Dissertation/Thesis Abstract

Validation of UV disinfection systems for recalcitrant microorganisms using Lagrangian actinometry
by Chan, Po-Shun, Ph.D., Purdue University, 2010, 118; 3449725
Abstract (Summary)

Lagrangian actinometry (LA) has shown advantages as a tool for validation of UV reactors, such as ability to measure dose distribution. However, several problems involving dyed microspheres (DMS) used in LA have been identified. First, ambient particles present in some water sources could have similar sizes and fluorescence intensity (FI) with the DMS, and could interfere in flow cytometry analysis. Second, the wavelength-dependent dose responses of DMS need to be examined for validation of polychromatic UV reactors. Third, LA applications of high dose range (more than 200 mJ/cm2) for inactivation of UV-resistant microorganisms have not been studied. The primary goal of this research is to develop DMS method for validation of “high dose” reactors.

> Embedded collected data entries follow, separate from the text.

PR #105, opened 2023-10-23
Various fixes/enhancements to support v2 libraries import

ormsbee:
Namely:

* allows LearningPackages with data in them to be entirely deleted.
* admin helper for linking to higher level 1:1 models in Django admin–e.g. link from PublishableEntity to Component
* added get/set_draft_version to publishing API


ormsbee:
This is what the admin helper looks like in action:

example_admin_helper

Not having this was causing a surprising amount of friction while I was developing and checking the import command. 😛

kdmccormick:
@ormsbee I need to work on testing and merging a different Libraries V2 PR first, but I think can take a look within the next week.

bradenmacdonald (approved):
LGTM! I like your solution for the admin UI.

A collimated medium-pressure (MP) UV source and bandpass optical filters were used to conduct wavelength-dependent dose-response experiments for three different types of DMS (nominally 6, 10 and 15 µm) over the entire germicidal UV spectrum for a UV dose range of 0–450 mJ/cm2. Internal (microsphere) standards were implemented and applied for wavelength-dependent dose-response samples to calibrate the measurements in flow cytometry. In applying this approach, variations of the instrument optical responses were reduced. Action spectra of three different types of DMS were established. The action spectra of 6 and 10 µm DMS were similar to several microorganisms within the most effective range of wavelengths for a MP UV disinfection system, which supports the ability of prediction of microbial disinfection performance using LA. A 3-LPHO-lamp reactor and an 18-LPHO-lamp reactor were validated by LA and biodosimetry using three different sizes of DMS, 6, 10 and 15 µm and environmental isolates of Bacillus pumilus spores. Four flow rates were applied for validation of each reactor. There were some significant variations between replicate samples at lower flow rates for the 3-lamp reactor, possibly due to instabilities of the reactor at low flow rates. The ability to capture these variations is also beneficial to understand the limitation of the reactor. LA and biodosimetry results did not agree with each other for the 18-lamp-reactor test, possibly due to extrapolation of DMS dose responses, uncertainty in spore dose-response relationship, and sample contamination.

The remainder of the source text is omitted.